#### Task prompt
What lines of the data include the string "substituted"? Copy them all.

◆ ◆ ◆ ◆ ◆

PR #2918, opened 2019-12-03
Fix tslint fixer not work issue (temporary file not found)

allex:
Fix tslint fixer not work issue (temporary file not found)

PR #3107, opened 2020-04-15
Fix tslint fixer not working issue (temporary file not found)

daliusd:
This is the same pull request as https://github.com/dense-analysis/ale/pull/2918 but with tests fixed.


daliusd:
@w0rp could you or someone review this one?

w0rp:
I've merged this now. It's worth noting that `tslint` is deprecated, and everyone will eventually switch to using `eslint` instead.

PR #3114, opened 2020-04-17
Broken message in pycodestyle (or any other Linters whose name include 'code')

aiotter:
When you `let g:ale_echo_msg_format = '[%severity%] %s (%linter%% code%)'` and open python script with pycodestyle available in ale, the echoed message is substituted in wrong way like `[Error] s (pyE501style code%)`.

This is because the pycodestyle includes 'code' in its name and it is substituted like this way:
1. ` [%severity%] %s (%linter%% code%)`
2. ` [Error] %s (%linter%% code%)` <- %severity% substitution
3. ` [Error] %s (pycodestyle% code%)` <- %linter% substitution
4. ` [Error] s (pyE501style code%)` <- %...code...% substitution

This PR resolves the problem by swapping the substitution order like this way:
1. ` [%severity%] %s (%linter%% code%)`
2. ` [%severity%] %s (%linter% E501)` <- %...code...% substitution
3. ` [Error] %s (%linter% E501)` <- %severity% substitution
4. ` [Error] %s (pycodestyle E501)` <- %linter% substitution
5. ` [Error] line too long (82 > 79 characters) (pycodestyle E501)` <- %s% substitution

### DIFF
--- a/autoload/ale.vim
+++ b/autoload/ale.vim
@@ -258,9 +258,9 @@ function! ale#GetLocItemMessage(item, format_string) abort
 
     " Replace special markers with certain information.
     " \=l:variable is used to avoid escaping issues.
+    let l:msg = substitute(l:msg, '\v\%([^\%]*)code([^\%]*)\%', l:code_repl, 'g')
     let l:msg = substitute(l:msg, '\V%severity%', '\=l:severity', 'g')
     let l:msg = substitute(l:msg, '\V%linter%', '\=l:linter_name', 'g')
-    let l:msg = substitute(l:msg, '\v\%([^\%]*)code([^\%]*)\%', l:code_repl, 'g')
     " Replace %s with the text.
     let l:msg = substitute(l:msg, '\V%s', '\=a:item.text', 'g')
 
--- a/test/test_cursor_warnings.vader
+++ b/test/test_cursor_warnings.vader
@@ -75,6 +75,17 @@ Before:
   \       'type': 'E',
   \       'text': 'lowercase error',
   \     },
+  \     {
+  \       'lnum': 3,
+  \       'col': 5,
+  \       'bufnr': bufnr('%'),
+  \       'vcol': 0,
+  \       'linter_name': 'fakecodelinter',
+  \       'nr': -1,
+  \       'type': 'E',
+  \       'code': 'E001',
+  \       'text': 'This error does not exist',
+  \     },
   \   ],
   \ },
   \}
@@ -236,6 +247,14 @@ Execute(The %code% and %ifcode% should be removed when there's no code):
   call ale#cursor#EchoCursorWarning()
 
   AssertEqual 'Some information', GetLastMessage()
+
+Execute(The %code% should be formatted correctly when other variables contain 'code'):
+  let g:ale_echo_msg_format = '%s (%linter%% code%)'
+
+  call cursor(3, 5)
+  call ale#cursor#EchoCursorWarning()
+
+  AssertEqual 'This error does not exist (fakecodelinter E001)', GetLastMessage()
 
 Execute(The buffer message format option should take precedence):
   let g:ale_echo_msg_format = '%(code) %%s'


RyanSquared:
Instead of doing this is there a specific reason we actually accept this instead of just replacing `%code%`? Looking into it now.

RyanSquared:
I believe it was introduced in this commit: https://github.com/dense-analysis/ale/commit/584e0bc7f25563bf4ab3ae738b78d9d13a898f94#diff-980991cf1cdfc75ce97aaed938840d05

I see no specific reason to why it used a different format.

aiotter:
Unlike `severity` and `linter`, `code` has a chance to have no value. I think that is why `code` has different format.
If the `code` has the same format, you have less flexibility on how to show the message.

For example, if you want to show the message in the following way, you cannot make it with the same format as `linter` or `severity`:
1. `[Error (code: X001)] description here` (code has a value)
2. `[Error] description here` (code has no value)

ipkiss42:
The problem here is that `[Error] %s (pycodestyle% code%)` contains the `%...code...%` sequence twice. The second one should be replaced, but the first one is replaced instead.

I don't think that changing the order of substitutions is a correct fix, because there is no way to guarantee that replacing `%s` does not introduce more `%` signs, potentially creating more issues later on. So it should really be done last.

I proposed a different fix in #3116. It fixes the issue by requiring word boundaries around `code` (see `:h /\<`).

aiotter:
Since the substitution for `%...code...%` is already done at the first substitution, you don't have to concern about `%s` generating additional `%...code...%` string. They won't be substituted twice.

aiotter:
Or are you concerning about the introduction of any other new substitution in `%...something...%` format in the future?

w0rp:
I think the bug fix is correct, we just need to add a test for it. Have a look at some existing tests and add a new one where the linter name includes the word `code`.

aiotter:
@w0rp Added test. I'm new to writing test for vimscript. Please let me know something is wrong.

ipkiss42:
@aiotter Sorry, I misread your proposal. I think it works fine as well.

The only situation where it might still go wrong is for the very unlikely case where the pattern itself contains `code` as part of a word (such as `decode`, or whatever). IMHO it doesn't hurt to add word boundaries in the regular expression, but I leave it up to you.

aiotter:
@ipkiss42 Ah, you're right. Patterns like `%s%: code - %code%` may be interpreted in a wrong way. This is a problem.

Introducing word boundaries is simpler solution, but there seems to be a potential bug in it. We cannot guarantee `%s` create another `%...code...%`. I mean, 'code' between two '%'.

aiotter:
I don't know why Travis CI makes a build error.
`./run-tests test/test_cursor_warnings.vader` in my environment makes no errors, although I have changed only `test_cursor_warnings.vader` since `c525db8`, which passes the entire tests.

I'm doing `./run-tests` to do all the tests, but it is taking too long on my laptop.

aiotter:
I've run `run_tests` and got following stdout. Now it seems stopped working, with CPU usage went quite low, however the process is still alive.
(I'm using Manjaro Linux with neovim and without vim8 installed, but it is not related to the problem as the test is running on docker, is it?)
```
❯ ./run-tests
Starting Vim: neovim-v0.2.0...
Starting Vim: neovim-v0.3.5...
Starting Vim: vim-v8.0.0027...
Starting Vim: vim-v8.1.0519...
Starting Vint...
Starting Custom checks...


Running tests for neovim-v0.2.0


Tried to run tests 5 times

```

ipkiss42:
> Introducing word boundaries is simpler solution, but there seems to be a potential bug in it. We cannot guarantee `%s` create no additional `%...code...%`. I mean, 'code' between two '%'.

I don't think it matters, because the `%s` part comes from the linter and we shouldn't mess with it. I guess this is the reason why it is currently substituted last.

aiotter:
Ah, you're right. I thought `%...code...%` comes the last in current implementation, but actually `%s%` is the last.

w0rp:
Cheers! :beers:

The tests didn't run properly on Travis, so I'll see what's up with that.

PR #3116, opened 2020-04-17
Do not match the 'code' keyword when part of of longer word

ipkiss42:
Fixes #3114

### DIFF
--- a/autoload/ale.vim
+++ b/autoload/ale.vim
@@ -260,7 +260,7 @@ function! ale#GetLocItemMessage(item, format_string) abort
     " \=l:variable is used to avoid escaping issues.
     let l:msg = substitute(l:msg, '\V%severity%', '\=l:severity', 'g')
     let l:msg = substitute(l:msg, '\V%linter%', '\=l:linter_name', 'g')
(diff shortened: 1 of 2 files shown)


aiotter:
It looks a good approach. 
Just a reminder that you need to fix the doc as well.
https://github.com/dense-analysis/ale/blob/dc054f30c8356fecbe19e54aab60ff2587a6d71b/doc/ale.txt#L849-L879

ipkiss42:
To be clear, this commit does not introduce `<code>` instead of `code` as keyword (it wouldn't be backwards-compatible). It still uses `code`, but uses the `\<` and `\>` zero-width patterns to enforce word boundaries. Note that the backslashes are not there due to the `\v` in the regular expression.

So I don't think that the doc needs to be changed, but let me know if I missed something.

w0rp:
Thanks for the attempt! I went with #3114 in case someone wants to use some character around `code` that doesn't count as a boundary character. It should fix the issue.

aiotter:
According to the current doc, they can set the formatting variable `%Code_code%` to make it shown as `Code_E001`. In your implementation they cannot.
But it's rare case. You may have no need to specify it on doc.

aiotter:
Whoops I reloaded the browser to know w0rp has already closed the issue XD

◆ ◆ ◆ ◆ ◆

#### Answer area
When you `let g:ale_echo_msg_format = '[%severity%] %s (%linter%% code%)'` and open python script with pycodestyle available in ale, the echoed message is substituted in wrong way like `[Error] s (pyE501style code%)`.
This is because the pycodestyle includes 'code' in its name and it is substituted like this way:
Since the substitution for `%...code...%` is already done at the first substitution, you don't have to concern about `%s` generating additional `%...code...%` string. They won't be substituted twice.
I don't think it matters, because the `%s` part comes from the linter and we shouldn't mess with it. I guess this is the reason why it is currently substituted last.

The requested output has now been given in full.